Retour des frères Larrieu au(x) sommet(s) pour une traque alpine et enneigée. Avec Amalric en bête sauvage et en prof de littérature.
Nouvelle expédition pour Mathieu Amalric, qu’Arnaud et Jean-Marie Larrieu avaient déjà emmené à la montagne (Un homme, un vrai), et plus récemment laissé nu comme un ver dans un Paris apocalyptique (Les Derniers Jours du monde). Les frères délocalisent leur petit monde des Pyrénées vers les Alpes (ce n’est d’ailleurs pas la première fois), entre la Suisse et la France, confiant à leur acteur fétiche le rôle de Marc, professeur d’écriture à l’Université de Lausanne. Dans ce décor enneigé à la neutralité de page blanche, une jeune fille plantureuse, élève dudit professeur, disparaît ; une enquête commence alors.
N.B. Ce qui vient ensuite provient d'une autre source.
Issue #244, opened 2023-11-13
Unstable when multiple colliders spawned as rigid body children


dafteran4:
This is a simple example using multiple colliders spawned as children for one dynamic rigid body. It produces exploding / unstable behavior. Version is 0.3.2. It is also unstable if only one children is spawned. It is, however, fine if collider is part of the same entity as dynamic body.

```
use bevy::prelude::*;
use bevy_xpbd_3d::prelude::*;

fn main() {
    App::new()
        .add_plugins((
                DefaultPlugins,
                PhysicsPlugins::default(),
                PhysicsDebugPlugin::default(),
        ))
        .add_systems(Startup, test)
        .run();
}

fn test(mut commands: Commands) {

    let n = 10;
    let size = 20.;

    let mut heights = Vec::new();
    heights.resize_with(n, || {
        let mut v = Vec::new();
        v.resize(n, 0.);
        v
    });

    commands.spawn((
            Collider::heightfield(heights, Vec3::splat(size)),
            RigidBody::Static,
    ));

    commands
        .spawn((RigidBody::Dynamic, SleepingDisabled))
        .with_children(|c| {
            c.spawn((Collider::capsule(1.0, 0.1), Transform::from_xyz(0.0, 1.0, 0.0), ColliderDensity(100.)));
            c.spawn((Collider::capsule(1.0, 0.1), Transform::from_xyz(0.05, 2.0, 0.0), ColliderDensity(200.)));
        }); 

    commands.insert_resource(Gravity(Vec3::NEG_Y * 9.8));

    commands.spawn(Camera3dBundle {
        transform: Transform::from_xyz(0., 2., 7.).looking_at(Vec3::ZERO, Vec3::Y),
        ..default()
    });
    
}


```

dafteran4:
Also tested this on main branch 6444910 , it behaves the same.

mbrea-c:
The rigidbody has an offset center of mass so the problem might be related to #246. I'm working on a PR but it's running into some issues atm.

Jondolf:
Should be fixed by #250.

dafteran4:
Thanks. It works now.

PR #250, opened 2023-11-15
Fix rotations when center of mass is offset

### LINKED ISSUE #246: Rotational motion ignores center of mass
### Problem
When given an angular velocity, rigidbodies that have a non-zero local center of mass seem to rotate around their `Position`, ignoring `CenterOfMass`:

https://github.com/Jondolf/bevy_xpbd/assets/31567043/9050e518-7ff3-4e2f-b50f-a9fd3d96d7dc

Code for reproducing:
```rust
    // floor
    commands
        .spawn(PbrBundle {
            mesh: meshes.add(shape::Box::new(40., 0.3, 40.).into()),
            material: materials.add(Color::WHITE.into()),
            ..default()
        })
        .insert(RigidBody::Static)
        .insert(Collider::cuboid(40., 0.3, 40.));

    // cube
    commands
        .spawn(SpatialBundle {
            transform: Transform {
                translation: Vec3::new(0.0, 2.0, 0.0),
                ..default()
            },
            ..default()
        })
        .insert(RigidBody::Dynamic)
        .insert(AngularVelocity(Vec3::new(0., 7., 0.)))
        .insert(LinearVelocity(Vec3::new(0., 7., 0.)))
        .with_children(|b| {
            b.spawn(SpatialBundle {
                transform: Transform {
                    translation: Vec3::new(1.5, 0., 0.),
                    ..default()
                },
                ..default()
            })
            .insert(Collider::cuboid(1., 1., 1.));
        });
```

### Possible solution

First, is this unintended or am I missing something? If it's unintended, we might want to account for the center of mass during integration. For reference, this is what rapier does: [link](https://github.com/dimforge/rapier/blob/master/src/dynamics/rigid_body_components.rs#L566)

Updating `integrate_rot` in `integration.rs` and `update_lin_vel` in `solver.rs` to account for offset centers of mass makes the rotation work as expected, but seems to introduce a number of other issues (exploding velocity on contact, object suddenly speeding up when adjusting timescale). Any suggestions on how best to fix this?

thanks :)

mbrea-c:
# Objective

Fixes #246 and #244.

## Solution

If we consider `AccumulatedTranslation` to represent the translation of the center of mass (instead of the position),
it's only necessary to account for the center of mass offset when applying the translation. Since we already have access to the original position and translation, computing the change in `Position` based on the change in center of mass position and rotation is straightforward.

Usages of `AccumulatedTranslation` that assumed it refers to a translation applied directly to `Position` had to be updated. Fortunately, `AccumulatedTranslation` is often accessed through `RigidBodyQuery::current_position`, so not many changes were needed.

## Performance

There's no measurable performance impact when testing in my game with hundreds of child colliders and profiling with Tracy (external trace includes this PR, this trace is main branch):

performance

## Alternative solutions considered

An alternative approach is to apply the additional translation due a rotation every time we apply a rotation (during integration,  constraint solving) and take into account only the change in position of the center of mass in `update_lin_vel`. This was what I tried first, but I was unable to get it to work due to numerical inaccuracies that caused unexpected accelerations, or some other insidious bug I couldn't find :). Either way, this alternative would have required more changes, and for what it's worth I personally found it less clean as there was no longer a clean separation between updates to position and rotation (every rotation had to add a small change to the position).

## Changelog

- `AccumulatedTranslation` now refers to the translation of the center of mass, which may not equal the translation applied to `Position` when the center of mass is offset.
- Rotational motion with offset centers of mass now works as expected.
  - As a result, child colliders finally *feel* stable in my testing.

### DIFF
--- a/src/components/world_queries.rs
+++ b/src/components/world_queries.rs
@@ -1,6 +1,6 @@
 #![allow(missing_docs)]
 
-use crate::prelude::*;
+use crate::{prelude::*, utils::get_pos_translation};
 use bevy::ecs::query::WorldQuery;
 use std::ops::{AddAssign, SubAssign};
 
@@ -69,7 +69,13 @@ impl<'w> RigidBodyQueryItem<'w> {
     /// Returns the current position of the body. This is a sum of the [`Position`] and
     /// [`AccumulatedTranslation`] components.
     pub fn current_position(&self) -> Vector {
-        self.position.0 + self.accumulated_translation.0
+        self.position.0
+            + get_pos_translation(
+                &self.accumulated_translation,
+                &self.previous_rotation,
+                &self.rotation,
+                &self.center_of_mass,
+            )
     }
 
     /// Returns the [dominance](Dominance) of the body.
--- a/src/plugins/solver.rs
+++ b/src/plugins/solver.rs
@@ -584,6 +584,7 @@ pub fn joint_damping<T: Joint>(
     }
 }
 
+#[allow(clippy::type_complexity)]
 fn apply_translation(
     mut bodies: Query<
         (
--- a/src/plugins/solver.rs
+++ b/src/plugins/solver.rs
@@ -602,10 +602,9 @@ fn apply_translation(
             continue;
         }
 
-        let prev_global_com = pos.0 + prev_rot.0.rotate(center_of_mass.0);
-        let next_global_com = prev_global_com + translation.0;
-
-        pos.0 = next_global_com - rot.rotate(center_of_mass.0);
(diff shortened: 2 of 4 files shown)


Jondolf (approved):
Huge thanks for looking into this! The behavior looks a lot more realistic and stable with your fixes and resolves a lot of issues with child colliders. I'm a bit surprised that it's as easy as applying `AccumulatedTranslation` a bit differently. Thanks again!

mbrea-c:
No problem, thank you for your work on this project!

PR #255, opened 2023-11-18
Use any_orthogonal_vector to get orthogonal vector

ollef:
Using Vector::Y here doesn't work if axis1 is parallel with Y (or close to it due to precision issues).


Jondolf (approved):
Thanks!

Issue #256, opened 2023-11-19
[feature] Support for child entities enacting force on parent `RigidBody`


ActuallyHappening:
Hello and this crate is awesome!

I am trying to build a space-themed game using `bevy 0.12` which revolves heavily around player movement (no gravity). The ship entity is a `RigidBody::Dynamic` but has no `Collider` (does have `MassPropertiesBundle`), gaining its shape *and movement forces* from child entities like blocks, thrusters or weapons.
To move the ship, initially I placed an `ExternalForce` on a child entity (thruster), but nothing moved. Then I made the thruster (the child entity) a `RigidBody::Dynamic / Static / Kinematic` but the child entity itself moved (and collided into other blocks making up the ship) which is not the behaviour I was looking for.

Is there an existing API for other entities enacting forces on parent entities?

From the assumption there is not, I propose a new component: `ExternalForceParent` (and variants for impulse and torque). Then, theoretically a single system `update_parent_forces` can iterate through all components with `ColliderParent` and `ExternalForceParent`, assert the parent's `ExternalForce`.persistence is false, and apply the force with `.apply_force_at_point`.
I see problems with this approach, however. Does `ExternalForce`.apply_force_at_point take into account the centre of mass? Is this needlessly complex, adding three similar extra types? Why can't we re-use `ExternalForce` somehow in child entities?

I would love to here your thoughts, especially if I am missing some existing API

Jondolf:
`ExternalForceParent` feels too niche for me. There are other ways to achieve the desired behavior, and I don't like introducing a ton of new yet similar components for something so specific.

`apply_force_at_point` is given the local center of mass. So yes, it should take it into account, assuming the given center of mass is correct.

In your case, I would either manually implement the logic that accumulates the child forces to the parent's `ExternalForce`, taking into account their offsets, or use joints. You could use a `DistanceJoint` or some other joint type to align the thrusters etc. to specific offsets (with local anchor points) relative to the actual ship. This way, applying forces on the thrusters (and other connected bodies) should automatically apply forces and torques to the ship correctly.

ActuallyHappening:
For my specific use case, I manually implemented a solution here: https://github.com/ActuallyHappening/bevy_xpbd3d_parenting
It does rely on `clear_forces_and_impulses` being public, which is the reason for #257 
[...]

PR #257, opened 2023-11-20
fix: make `clear_forces_and_impulses` public

ActuallyHappening:
# Objective

I am wanting to implement custom logic that runs just after `ExternalForce` is cleared. This helps solve issue #256.

## Solution

Make the function `clear_forces_and_impulses` public, so that other external systems can order against it. In my case, I want to order `.after(clear_forces_and_impulses)`.

---

### Changed
The function `clear_forces_and_impulses was make public`


src/components/mass_properties.rs
```diff
@@ -193,6 +193,11 @@ pub struct CenterOfMass(pub Vector);
 impl CenterOfMass {
     /// A center of mass set at the local origin.
     pub const ZERO: Self = Self(Vector::ZERO);
+
+		/// Get the inner [`Vector`] in local space of the [`CenterOfMass`]
+		pub fn inner(&self) -> Vector {
+			self.0
+		}
```
Jondolf, line 200: This feels very unnecessary, you can just do `center_of_mass.0` like with all other components

src/plugins/integrator.rs
```diff
@@ -295,7 +295,11 @@ type ForceComponentsChanged = Or<(
     Changed<ExternalAngularImpulse>,
 )>;
 
-fn clear_forces_and_impulses(mut forces: Query<ForceComponents, ForceComponentsChanged>) {
+
```
Jondolf, line 298: CI linting doesn't like double line breaks
```suggestion
```

src/plugins/integrator.rs
```diff
@@ -310,4 +314,4 @@ fn clear_forces_and_impulses(mut forces: Query<ForceComponents, ForceComponentsC
             angular_ímpulse.clear();
         }
     }
-}
+}
```
Jondolf, line 317: Files need to have a trailing newline
```suggestion
}

```

src/plugins/integrator.rs
```diff
@@ -295,7 +295,11 @@ type ForceComponentsChanged = Or<(
     Changed<ExternalAngularImpulse>,
 )>;
 
-fn clear_forces_and_impulses(mut forces: Query<ForceComponents, ForceComponentsChanged>) {
+
+/// Responsible for clearing forces and impulses on bodies.
+/// 
+/// Public so external crates can order systems after this, runs in [`PhysicsSchedule`], after [`PhysicsStepSet::SpatialQuery`]
```
Jondolf, line 301: Justifying the publicity here feels unnecessary since it applies to all public systems
```suggestion
/// Responsible for clearing forces and impulses on bodies.
/// 
/// Runs in [`PhysicsSchedule`], after [`PhysicsStepSet::SpatialQuery`].
```

src/components/mass_properties.rs
ActuallyHappening: Yes I agree it is unnecessary
I do like the ability to put documentation on it though, but will remove at your request

ActuallyHappening:
OK I believe all changes are in order

src/plugins/integrator.rs
```diff
@@ -295,7 +295,10 @@ type ForceComponentsChanged = Or<(
     Changed<ExternalAngularImpulse>,
 )>;
 
-fn clear_forces_and_impulses(mut forces: Query<ForceComponents, ForceComponentsChanged>) {
+/// Responsible for clearing forces and impulses on bodies.
+///
```
Jondolf, line 299: Looks like there's some whitespace here
```suggestion
///
```

ActuallyHappening: Damn my bad

PR #279, opened 2023-12-15
Support multiple integrators and integrating outside ECS

Jondolf:
# Objective

Currently, only semi-implicit Euler integration is supported, and it can only be done through the integration systems. It would be useful to have alternative integration schemes, both to support more use cases and to compare the pros and cons of each method.

The integration schemes should also be simple functions instead of systems so that they can be used without access to the ECS. This makes testing easier, allows e.g. predicting positions in a simple way, and makes it trivial to support different integration schemes for different bodies. For example, cloth particles might want to use Verlet integration while rigid bodies should use semi-implicit Euler integration.

## Solution

- Clean up the current integration logic and move it into its own functions in a `semi_implicit_euler` module
- Add `linear_acceleration` and `angular_acceleration` helpers
- Add the velocity Verlet integration scheme
- Add an `IntegrationScheme` enum resource for changing the default solver
- Add tests and docs

## Future work

- [ ] Add an example that renders curves showing the analytical result and the result produced by our integrators
- [ ] Benchmarks
- [ ] More integration schemes:
  - Explicit Euler integration (usually just worse than semi-implicit, but useful for comparison)
  - Implicit Euler integration (more expensive than explicit and semi-implicit but very accurate)
  - Runge-Kutta 4, aka. RK4 (relatively expensive but very accurate, useful when high precision is required)
  - Other, not very useful
    - Basic Verlet integration (equivalent to velocity Verlet, but uses current and previous position, doesn't support specifying velocity)
    - Leapfrog (equivalent to velocity Verlet, but shifted by half a timestep)


Jondolf:
Closing this for now; while supporting multiple integration schemes could be cool, it's not as useful in practice, and some integration methods also just don't work as well with the solver. Symplectic Euler is just generally the best option for games.

I will rework the integration code a bit for the new upcoming impulse-based solver though, as it requires position and velocity integration to be done in separate systems.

Le film ne fait qu’à moitié mystère du coupable, puisqu’il s’ouvre sur la nuit d’amour que la disparue passe avec Marc. Il s’agit plutôt, ici, de suivre le comportement du suspect traqué comme une bête, comme un loup, et de mettre sa psyché à nu. À mesure que la battue accule le professeur, sa métamorphose en prédateur sauvage se précise. Le bâtiment moderniste de l’université, véritable bunker de verre comme planté en pleine nature, est l’occasion d’une chasse voyeuriste et collective : celle de Marc, qui mange les jeunes étudiantes des yeux, celle de Richard (Denis Podalydès), à la tête du département, qui guette la faute du professeur érotomane, et celle de la police, elle aussi aux aguets et prête à faire tomber l’assassin présumé. Et la page blanche de neige, à mesure que l’hommeloup est plus assurément cerné, se charge peu à peu de boue et de sang, encre qui sert à écrire la genèse d’une folie meurtrière. Malgré une lecture psychanalytique (d’ailleurs bâclée avec ironie en fin de parcours) de la névrose de Marc, le film se passe d’élucidation, décrivant simplement et avec humour la relation trouble et incestueuse que le personnage entretient avec sa soeur (Karin Viard), tous deux vivant à l’écart dans un chalet. L’enquête elle-même, menée principalement par Anna (Maïwenn), a des airs de parodie. Chez les Larrieu, la peinture des moeurs sexuelles s’amarre toujours à la satire sociale, et les frères chassent les pulsions cachées, mettent à mal la respectabilité des personnages en les attirant vers la comédie.
La bête traquée, ici, est un écrivain (raté), ce qui est loin d’être anodin. Comme dans leurs films précédents, les Larrieu s’amusent à bousculer les postures intellectuelles pour faire ressortir la libido détraquée des individus. Le rapport entre la culture et la perversion bestiale, ici, est d’abord un rapport d’opposition : à la parole du professeur, à la prose de l’écrivain, s’oppose la pulsion sexuelle et meurtrière, et l’assassin, au fur et à mesure que le film avance, ressemble de plus en plus à une bête, même dans sa posture, de plus en plus courbée. Mais le paysage alpin permet aux deux cinéastes de décliner à nouveau le thème central de leur cinéma : la nature comme prolongement, comme terrain de projection de l’âme des personnages. Tout paysage, dans un film des frères Larrieu, a fortiori dans L’amour est un crime parfait, est un paysage mental. Une scène pédagogique est d’ailleurs là pour le rappeler : Marc a conduit ses élèves à un panorama et leur donne comme instruction de s’emparer de leur expérience face à ce paysage pour en faire, si possible, de la littérature. Un peu plus tôt, il énonçait déjà cette phrase, maxime d’André Breton : « Le fumeur cherche l’unité de lui-même dans le paysage. » Ce qui vaut pour le fumeur vaut bien entendu pour les autres aussi. Mais si la nature est un laboratoire des fantasmes des personnages, elle reste malgré tout opaque, voire d’une hostilité glaciale. C’est elle qui semble happer Marc vers la sauvagerie, le punir de se donner des grands airs d’intellectuel fréquentable, et d’oublier la maxime souterraine du désir selon les Larrieu : l’homme est un loup pour l’homme.